There might be another 1E06 running, or cancelled, by freight operating company. In some occassions, there isn't. Sometimes TD feed just sticks to an obfuscated headcode for no apparent reason while the Train Movement feed is still running with the "real" headcode.

Personally, I'm all against this whole obfuscation thing because it's just scrambling the data and confusing us without any apparent benefit to companies. There are now multiple open sources for train service codes and service groups which do connect individual services to companies. Therefore it isn't the headcode that should be obfuscated. This is just my opinion though.

Peter Hicks

unread,
Oct 30, 2015, 9:07:04 AM10/30/15
to Juhani Pirttilahti, A gathering place for the Open Rail Data community

On 30 Oct 2015, at 12:00, Juhani Pirttilahti <juhani.pi...@gmail.com> wrote:

> There might be another 1E06 running, or cancelled, by freight operating company. In some occassions, there isn't. Sometimes TD feed just sticks to an obfuscated headcode for no apparent reason while the Train Movement feed is still running with the "real" head code.

Can you share where the TD feed is using and obfuscated head code but the train movement feed isn’t? I can have a look in to why this is.

> Personally, I'm all against this whole obfuscation thing because it's just scrambling the data and confusing us without any apparent benefit to companies. There are now multiple open sources for train service codes and service groups which do connect individual services to companies. Therefore it isn't the headcode that should be obfuscated. This is just my opinion though.


The freight operating companies (except GBRf who are happy for their data to be open) are nervous about having data on their trains made wholly public. For this reason, when a train operated by a freight operator is ‘activated’ on TRUST, its reporting number is scrambled to keep the class the same, but the other three characters different. Similarly, with the CIF and JSON data, the service code is removed, as is the train category and reporting number.

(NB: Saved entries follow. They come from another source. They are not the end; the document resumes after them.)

PR #2137, opened 2023-05-16
valueChanged and immediateValueChanged properties

dqnykamp:
Closes #2112

PR #2146, opened 2023-05-18
delete references to removed showLabel property

dqnykamp:


dqnykamp:
No tests in this commit, as I don't know how to test jsxgraph in cypress (which is why I missed removing these references when I removed the attribute in #2137).

jaltekruse (approved):
+1

PR #2149, opened 2023-05-19
Temporarily expose the content IDs in an error message to users to help us hunt down a bug...

jaltekruse:
… in the new feature to prevent clobbering the work of others

- several users have seen an issue where they are getting this message when they shouldn't be
- once we are confident this feature is working correctly there is no reason to expose these IDs to users and we should modify the message to remove them, this will just allow us to hopefully diagnose the problem easier


dqnykamp (commented):
+1

dqnykamp (approved):

PR #2192, opened 2023-05-31
Revert "Update dev enviroment to support Codespaces (#2172)"

jaltekruse:
This reverts commit 6f8827840661b8d92bb9a6700502cc301ad58819.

The freight industry is happy with this - unlike passenger operators, freight doesn’t fall under a ‘public interest’ test because it’s purely commercial. You could argue that freight movements interact with passenger train movements, but the data out there is - I think - enough to work with.

To get this changed, we need to come up with a compelling argument to do so. Here are some examples of arguments for, and counter-arguments to illustrate that it’s not a simple case of “we want it, therefore we should have it":

Argument: GB Railfreight have allowed their data to be opened up and nothing bad has happened to their trains
Counter-argument: That’s their decision, our business is different

Argument: It’s possible to work out who operates each train anyway, so you might as well make it all open
Counter-argument: We’ll require that the data is further obfuscated to make it wholly impossible to do so - possibly even having all our train movement data removed from the public feeds

Argument: WTT schedules are in the Working Timetable which Network Rail publish, so they should be un-obfuscated in the feeds
Counter-argument: Many of those WTT schedules don’t always run

If you, or anyone else, can come up with a robust argument *for* making all the freight movement data go out in the clear, I’m happy to get this issue re-addressed.



Peter

signature.asc

Juhani Pirttilahti

unread,
Oct 30, 2015, 7:04:29 PM10/30/15
to A gathering place for the Open Rail Data community, juhani.pi...@gmail.com
I agree that this is a complicated case of information sensitivity. Re-evaluation of the situation now might just backfire on us by the sudden death of freight data. Current approach can actually be a good balance between culturally different parties involved in the same boat.

In Finland, we don't do that 'public interest' test. Government data is public unless otherwise stated by law. Even then the data can be partially released when non-public parts have been redacted.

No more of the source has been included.